**THE TASK**
Start to finish, copy the data exactly.

**SOURCE RECORDS**

PR #7293, opened 2026-02-05
feat: add support for running wasm target in browser

jinke18:
add support for running wasm target in browser

```
xmake f -p wasm
xmake b
xmake r
```

image

### DIFF
--- a/xmake/actions/run/main.lua
+++ b/xmake/actions/run/main.lua
@@ -40,16 +40,18 @@ function _run_wasm_target_in_browser(targetfile, opt)
     local setenvs = opt.setenvs
     local emrun = find_tool("emrun")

**SOLUTION FOR THIS TASK**
PR #7293, opened 2026-02-05
feat: add support for running wasm target in browser

jinke18:
add support for running wasm target in browser

```
xmake f -p wasm
xmake b
xmake r
```

image

### DIFF
--- a/xmake/actions/run/main.lua
+++ b/xmake/actions/run/main.lua
@@ -40,16 +40,18 @@ function _run_wasm_target_in_browser(targetfile, opt)
     local setenvs = opt.setenvs
     local emrun = find_tool("emrun")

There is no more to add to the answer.